Com estas divagações perdia o pobre estudante o juízo, e desvelava por entender o Manifesto do Partido Comunista ao mesmo tempo em que resgatara do baú uma série de canções da época da ditadura, essas que são rotuladas por alguns críticos como “canções de protesto” ou “música engajada”. Escutava com maior freqüência as músicas de Raul Seixas, e entre uma música e outra, ouvia “Apesar de Você” do Chico Buarque, “Pra não dizer que não falei das flores” do Vandré e “Alegria Alegria” do Caetano Veloso. Dessa maneira, cercava-se ele de toda uma trilha sonora que correspondesse com o seu pensamento revolucionário.

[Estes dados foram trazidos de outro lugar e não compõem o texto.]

PR #38, opened 2021-01-07
SAC CQL for continuous tasks.

dosssman:
SAC CQL for continuous actions, following closely the original implementation.

Limited experiments can on Hopper-v2 can be found here:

Nessas práticas, costumava passar bom tempo travando longas conversações com os seus amigos; encontravam-se todos eles no conjunto “C”, rua do Dunguinha (seu amigo, que era também conhecido como cabeça de molequinho, ombrinho de nada, entre outros apelidos que não cabe aqui mencionar) -, e ficavam ali a travar saborosas conversações sobre o que liam e reliam nos livros de História, ora filosofando à toa, ora discorrendo com o Sapão e com o Adan sobre o que poderia ter acontecido à União Soviética caso Gorbatchev não implantasse a Perestróica e a Glasnost, e o que seria do Brasil se a Rede Globo não editasse criminosamente o debate eleitoral de 89. Importante, pois, para a nossa história é saber que todos eles compartilhavam mais ou menos as mesmas idéias, divergindo apenas aqui e ali nalgum ponto mais polêmico, como quem deveria assumir a direção da revolução russa após a morte do líder bolchevique – Trotski ou Stálin? – como é de se notar, tratavam-se questões da maior urgência na conjuntura social de Ceilândia...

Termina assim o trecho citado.